RECORDS SUPPLIED section start
Issue #2873, opened 2022-06-24
Consider styled-components or css modules


edewit:
### Description

Right now we override extend patternfly styles for curtain components and initially we thought that this would enable users to change the look and feel of the admin console. Right now this is not so realistic anymore due to how the console is installed. So we should rethink this approach and maybe use [styled components](https://styled-components.com/) or css / sass modules.

edewit:
The easiest way to solve the problem thought is to switch to css modules, that way we can have / reuse the css files we have now, but just apply them differently and that will make overriding patternfly styles more easily.

jonkoops:
Note that this would only affect our styling and not the styling we're importing from PatternFly. I think we should proceed with CSS modules rather than Styled Components as we have very little custom styling and it would prevent adding another runtime dependency.

jonkoops:
@edewit @agagancarczyk @ssilvert can we commit to the above as a team?

ssilvert:
> Note that this would only affect our styling and not the styling we're importing from PatternFly. I think we should proceed with CSS modules rather than Styled Components as we have very little custom styling and it would prevent adding another runtime dependency.

I have some serious questions:
How hard would it be to get rid of our custom styling?  
Are we using custom styling in places where we could accomplish the same thing with PatternFly's CSS?
To the extent that PatternFly doesn't supply what we need, should we get the PatternFly team to address it?

I hate the idea that a customer who wants to theme our consoles requires him to deal with both our CSS and PatternFly's CSS.  If he only has to care about PatternFly styling, doesn't that make life simpler?

jonkoops:
I think we should settle on using CSS modules. I'll add this to the agenda for our next team meeting.

PR #4044, opened 2022-12-15
added tooltip and css to group name

edewit:
fixes: #3970

## Checklist:

### DIFF
--- a/apps/admin-ui/src/groups/components/GroupTree.tsx
+++ b/apps/admin-ui/src/groups/components/GroupTree.tsx
@@ -9,6 +9,7 @@ import {
   DropdownSeparator,
   InputGroup,
   KebabToggle,
+  Tooltip,
   TreeView,
   TreeViewDataItem,
 } from "@patternfly/react-core";
@@ -25,6 +26,8 @@ import { useSubGroups } from "../SubGroupsContext";
 import { fetchAdminUI } from "../../context/auth/admin-ui-endpoint";
 import { useRealm } from "../../context/realm-context/RealmContext";
 import { joinPath } from "../../utils/joinPath";
+
+import "./group-tree.css";
 
 type GroupTreeContextMenuProps = {
   group: GroupRepresentation;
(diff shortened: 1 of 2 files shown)


apps/admin-ui/src/groups/components/group-tree.css
```diff
@@ -0,0 +1,6 @@
+.keycloak_groups_treeview .pf-c-tree-view__node {
```
jonkoops, line 1: Perhaps we can use a CSS module for this one? Vite has support for it built-in for it.

apps/admin-ui/src/groups/components/GroupTree.tsx
```diff
@@ -128,13 +131,15 @@ export const GroupTree = ({ refresh: viewRefresh }: GroupTreeProps) => {
...
-          key={group.id}
-          to={`/${realm}/groups/${joinPath(...groups.map((g) => g.id!))}`}
-          onClick={() => setSubGroups(groups)}
-        >
-          {group.name}
-        </Link>
+        <Tooltip content={group.name}>
+          <Link
+            key={group.id}
+            to={`/${realm}/groups/${joinPath(...groups.map((g) => g.id!))}`}
```
jonkoops, line 137: Any chance this could be a link function?

apps/admin-ui/src/groups/components/GroupTree.tsx
```diff
@@ -128,13 +131,15 @@ export const GroupTree = ({ refresh: viewRefresh }: GroupTreeProps) => {
...
-        <Link
-          key={group.id}
-          to={`/${realm}/groups/${joinPath(...groups.map((g) => g.id!))}`}
-          onClick={() => setSubGroups(groups)}
-        >
-          {group.name}
-        </Link>
+        <Tooltip content={group.name}>
+          <Link
+            key={group.id}
```
jonkoops, line 136: Why would we need a `key` here?
```suggestion
```

jonkoops (changes requested):

apps/admin-ui/src/groups/components/group-tree.css
edewit: we don't use that anywhere yet, if we want to use that I feel that we should migrate everything at once

apps/admin-ui/src/groups/components/GroupTree.tsx
edewit: unfortunately that is not an option, as these ids can be any number

apps/admin-ui/src/groups/components/group-tree.css
edewit: one problem we should solve though, before we can switch, is how can we still override these styles

apps/admin-ui/src/groups/components/GroupTree.tsx
jonkoops: Yeah, I figured as much. But thanks for checking.

apps/admin-ui/src/groups/components/group-tree.css
jonkoops: Fair enough. We have #2873 to track this.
RECORDS SUPPLIED section end
-- WHAT IS BEING ASKED --
Every record above is to be given again precisely.

-- REPLY --
Issue #2873, opened 2022-06-24
Consider styled-components or css modules


edewit:
### Description

Right now we override extend patternfly styles for curtain components and initially we thought that this would enable users to change the look and feel of the admin console. Right now this is not so realistic anymore due to how the console is installed. So we should rethink this approach and maybe use [styled components](https://styled-components.com/) or css / sass modules.

edewit:
The easiest way to solve the problem thought is to switch to css modules, that way we can have / reuse the css files we have now, but just apply them differently and that will make overriding patternfly styles more easily.

jonkoops:
Note that this would only affect our styling and not the styling we're importing from PatternFly. I think we should proceed with CSS modules rather than Styled Components as we have very little custom styling and it would prevent adding another runtime dependency.

jonkoops:
@edewit @agagancarczyk @ssilvert can we commit to the above as a team?

ssilvert:
> Note that this would only affect our styling and not the styling we're importing from PatternFly. I think we should proceed with CSS modules rather than Styled Components as we have very little custom styling and it would prevent adding another runtime dependency.

I have some serious questions:
How hard would it be to get rid of our custom styling?  
Are we using custom styling in places where we could accomplish the same thing with PatternFly's CSS?
To the extent that PatternFly doesn't supply what we need, should we get the PatternFly team to address it?

I hate the idea that a customer who wants to theme our consoles requires him to deal with both our CSS and PatternFly's CSS.  If he only has to care about PatternFly styling, doesn't that make life simpler?

jonkoops:
I think we should settle on using CSS modules. I'll add this to the agenda for our next team meeting.

PR #4044, opened 2022-12-15
added tooltip and css to group name

edewit:
fixes: #3970

## Checklist:

### DIFF
--- a/apps/admin-ui/src/groups/components/GroupTree.tsx
+++ b/apps/admin-ui/src/groups/components/GroupTree.tsx
@@ -9,6 +9,7 @@ import {
   DropdownSeparator,
   InputGroup,
   KebabToggle,
+  Tooltip,
   TreeView,
   TreeViewDataItem,
 } from "@patternfly/react-core";
@@ -25,6 +26,8 @@ import { useSubGroups } from "../SubGroupsContext";
 import { fetchAdminUI } from "../../context/auth/admin-ui-endpoint";
 import { useRealm } from "../../context/realm-context/RealmContext";
 import { joinPath } from "../../utils/joinPath";
+
+import "./group-tree.css";
 
 type GroupTreeContextMenuProps = {
   group: GroupRepresentation;
(diff shortened: 1 of 2 files shown)


apps/admin-ui/src/groups/components/group-tree.css
```diff
@@ -0,0 +1,6 @@
+.keycloak_groups_treeview .pf-c-tree-view__node {
```
jonkoops, line 1: Perhaps we can use a CSS module for this one? Vite has support for it built-in for it.

apps/admin-ui/src/groups/components/GroupTree.tsx
```diff
@@ -128,13 +131,15 @@ export const GroupTree = ({ refresh: viewRefresh }: GroupTreeProps) => {
...
-          key={group.id}
-          to={`/${realm}/groups/${joinPath(...groups.map((g) => g.id!))}`}
-          onClick={() => setSubGroups(groups)}
-        >
-          {group.name}
-        </Link>
+        <Tooltip content={group.name}>
+          <Link
+            key={group.id}
+            to={`/${realm}/groups/${joinPath(...groups.map((g) => g.id!))}`}
```
jonkoops, line 137: Any chance this could be a link function?

apps/admin-ui/src/groups/components/GroupTree.tsx
```diff
@@ -128,13 +131,15 @@ export const GroupTree = ({ refresh: viewRefresh }: GroupTreeProps) => {
...
-        <Link
-          key={group.id}
-          to={`/${realm}/groups/${joinPath(...groups.map((g) => g.id!))}`}
-          onClick={() => setSubGroups(groups)}
-        >
-          {group.name}
-        </Link>
+        <Tooltip content={group.name}>
+          <Link
+            key={group.id}
```
jonkoops, line 136: Why would we need a `key` here?
```suggestion
```

jonkoops (changes requested):

apps/admin-ui/src/groups/components/group-tree.css
edewit: we don't use that anywhere yet, if we want to use that I feel that we should migrate everything at once

apps/admin-ui/src/groups/components/GroupTree.tsx
edewit: unfortunately that is not an option, as these ids can be any number

apps/admin-ui/src/groups/components/group-tree.css
edewit: one problem we should solve though, before we can switch, is how can we still override these styles

apps/admin-ui/src/groups/components/GroupTree.tsx
jonkoops: Yeah, I figured as much. But thanks for checking.

apps/admin-ui/src/groups/components/group-tree.css
jonkoops: Fair enough. We have #2873 to track this.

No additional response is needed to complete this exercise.